> **What to do**:
Beginning at the line that includes "ethn: could we", print each remaining line of the data word for word. Output nothing else.

> **Exercise input**:
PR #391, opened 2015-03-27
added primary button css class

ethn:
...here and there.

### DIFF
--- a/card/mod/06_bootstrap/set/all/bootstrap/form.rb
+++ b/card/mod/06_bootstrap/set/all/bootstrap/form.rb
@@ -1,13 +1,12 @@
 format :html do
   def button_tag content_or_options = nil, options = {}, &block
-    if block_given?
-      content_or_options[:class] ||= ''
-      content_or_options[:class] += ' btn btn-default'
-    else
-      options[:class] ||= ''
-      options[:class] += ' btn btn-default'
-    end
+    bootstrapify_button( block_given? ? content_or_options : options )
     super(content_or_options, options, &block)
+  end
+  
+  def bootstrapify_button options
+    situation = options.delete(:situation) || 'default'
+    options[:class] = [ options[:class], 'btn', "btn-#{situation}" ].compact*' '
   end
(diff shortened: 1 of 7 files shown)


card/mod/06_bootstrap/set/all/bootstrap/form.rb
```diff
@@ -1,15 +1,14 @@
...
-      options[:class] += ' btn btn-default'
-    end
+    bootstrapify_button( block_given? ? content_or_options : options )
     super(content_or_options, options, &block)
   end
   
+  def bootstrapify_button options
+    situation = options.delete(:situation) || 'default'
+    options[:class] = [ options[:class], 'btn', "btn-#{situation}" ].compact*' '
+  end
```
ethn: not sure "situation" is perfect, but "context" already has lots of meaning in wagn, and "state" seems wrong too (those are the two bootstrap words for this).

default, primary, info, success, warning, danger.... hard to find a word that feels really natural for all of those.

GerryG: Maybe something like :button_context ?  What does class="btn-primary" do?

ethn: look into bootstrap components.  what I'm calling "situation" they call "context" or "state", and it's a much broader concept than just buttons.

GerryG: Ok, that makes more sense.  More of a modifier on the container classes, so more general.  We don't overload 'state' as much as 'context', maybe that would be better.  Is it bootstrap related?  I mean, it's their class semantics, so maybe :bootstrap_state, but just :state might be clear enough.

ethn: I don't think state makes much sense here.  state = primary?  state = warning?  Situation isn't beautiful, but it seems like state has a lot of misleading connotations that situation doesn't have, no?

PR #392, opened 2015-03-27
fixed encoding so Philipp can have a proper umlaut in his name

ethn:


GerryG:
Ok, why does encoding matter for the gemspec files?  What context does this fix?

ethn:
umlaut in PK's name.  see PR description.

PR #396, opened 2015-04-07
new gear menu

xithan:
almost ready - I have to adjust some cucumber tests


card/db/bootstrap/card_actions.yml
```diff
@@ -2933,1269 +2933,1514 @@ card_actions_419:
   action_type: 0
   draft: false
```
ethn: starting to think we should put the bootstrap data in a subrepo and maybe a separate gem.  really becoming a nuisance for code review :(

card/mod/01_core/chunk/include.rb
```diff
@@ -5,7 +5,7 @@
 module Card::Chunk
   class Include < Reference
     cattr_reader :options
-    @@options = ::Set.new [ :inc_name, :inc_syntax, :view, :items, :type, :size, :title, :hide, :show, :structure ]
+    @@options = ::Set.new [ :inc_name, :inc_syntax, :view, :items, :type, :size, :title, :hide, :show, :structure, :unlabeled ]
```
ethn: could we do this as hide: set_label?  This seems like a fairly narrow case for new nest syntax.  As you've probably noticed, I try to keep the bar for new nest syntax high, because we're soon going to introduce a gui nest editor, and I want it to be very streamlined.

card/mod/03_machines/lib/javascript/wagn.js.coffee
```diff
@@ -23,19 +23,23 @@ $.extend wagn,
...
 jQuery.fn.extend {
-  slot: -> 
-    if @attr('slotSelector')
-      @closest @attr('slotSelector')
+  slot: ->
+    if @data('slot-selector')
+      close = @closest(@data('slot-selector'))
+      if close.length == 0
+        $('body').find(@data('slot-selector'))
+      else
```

> **Solution to the exercise**:
ethn: could we do this as hide: set_label?  This seems like a fairly narrow case for new nest syntax.  As you've probably noticed, I try to keep the bar for new nest syntax high, because we're soon going to introduce a gui nest editor, and I want it to be very streamlined.

card/mod/03_machines/lib/javascript/wagn.js.coffee
```diff
@@ -23,19 +23,23 @@ $.extend wagn,
...
 jQuery.fn.extend {
-  slot: -> 
-    if @attr('slotSelector')
-      @closest @attr('slotSelector')
+  slot: ->
+    if @data('slot-selector')
+      close = @closest(@data('slot-selector'))
+      if close.length == 0
+        $('body').find(@data('slot-selector'))
+      else
```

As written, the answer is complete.